Thats my best friends car, we are waiting for his 03 spec v and he's drivin that for now. I had some fun with his photo and he wanted to see it!

This is the funny one:


----------



## ScarCrow28 (May 14, 2002)

thats because they can't look inside your car to check your girlfriend out! lol

though i really think its so they can tell if your using a radar detector, or wearing you seatbelt. there is a complete article about how to sneek by the cops in this month's Motor Trend. a good read! if they see a radar detector, or not wearing you seatblets, they are more likely to give you a ticket.

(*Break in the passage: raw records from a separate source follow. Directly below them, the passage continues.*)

PR #602, opened 2026-08-07
feat(company): the company record page V2 — canonical fields, Today, evidence verdicts, coverage, documents, attachment carriage

LarsGradion:
Seven slices of the company-record-page V2 plan, built against the upstream ADRs that PR #1251 wrote for it. Each is independently useful and each carries the state distinctions the plan asks for.

## What lands

**Slice B1 — canonical company fields (`ADR-0085`/`A130`, migration 0194).** Three stores held a company's industry and nothing said which was true. Now: for any fact that is a column on `organization`, the column IS the value and the sidecar holds a proposal plus its evidence. `linkedin_url` becomes a validated, live-unique column; the readable website stays derived from the primary domain rather than gaining a second store; both evidence sidecars gain `retrieved_at` / `verified_at` / `verified_by`.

Maybe thats why i've been so lucky so far. (knock knock) i dont' have a detector. check out the article for other tips!


----------



## sdavis02 (Aug 16, 2002)

I blame end of month quota's and the cops in the area are cracking down cause a lot of the stupid kids around here that soup up their "race rockets" civics mostly, race and drive like moron's. I took it off, and working on getting it back on, just editing my driving permissions with PENNDOT, my one friend's dad is an eye doctor he wrote a note for me

Scott

NEW PHOTOS ONLINE 9/9/2002


----------



## nitestridar (Jun 29, 2002)

when i see the cops the windows come down!!!!!!!
no matter what the weather is..

i got 20% all around


----------



## sdavis02 (Aug 16, 2002)

I have never had a problem with the local cops, there is one area where i know about issues, so driving through there its windows down. But i got screwed, its cool i know

Scott


----------